What the exercise asks: How many lines in the records below contain "utils"? Answer with the number alone.

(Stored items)
********************

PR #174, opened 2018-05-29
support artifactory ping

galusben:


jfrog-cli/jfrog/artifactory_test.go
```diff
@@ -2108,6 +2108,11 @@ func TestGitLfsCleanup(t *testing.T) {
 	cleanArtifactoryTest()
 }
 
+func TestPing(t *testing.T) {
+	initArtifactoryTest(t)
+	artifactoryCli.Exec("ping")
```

********************

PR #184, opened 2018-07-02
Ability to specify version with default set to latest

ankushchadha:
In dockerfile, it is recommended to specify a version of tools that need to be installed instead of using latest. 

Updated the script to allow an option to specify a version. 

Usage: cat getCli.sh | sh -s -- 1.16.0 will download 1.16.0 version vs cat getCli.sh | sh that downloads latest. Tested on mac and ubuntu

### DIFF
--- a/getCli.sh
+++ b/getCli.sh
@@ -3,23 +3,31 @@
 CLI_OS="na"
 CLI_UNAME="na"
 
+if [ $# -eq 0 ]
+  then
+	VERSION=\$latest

********************

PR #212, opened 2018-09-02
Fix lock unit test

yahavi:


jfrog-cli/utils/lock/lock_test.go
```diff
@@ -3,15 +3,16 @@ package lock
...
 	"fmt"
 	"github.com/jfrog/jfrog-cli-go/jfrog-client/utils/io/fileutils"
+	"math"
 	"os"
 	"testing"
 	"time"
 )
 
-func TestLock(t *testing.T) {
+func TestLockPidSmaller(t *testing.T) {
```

********************

Completed task: 2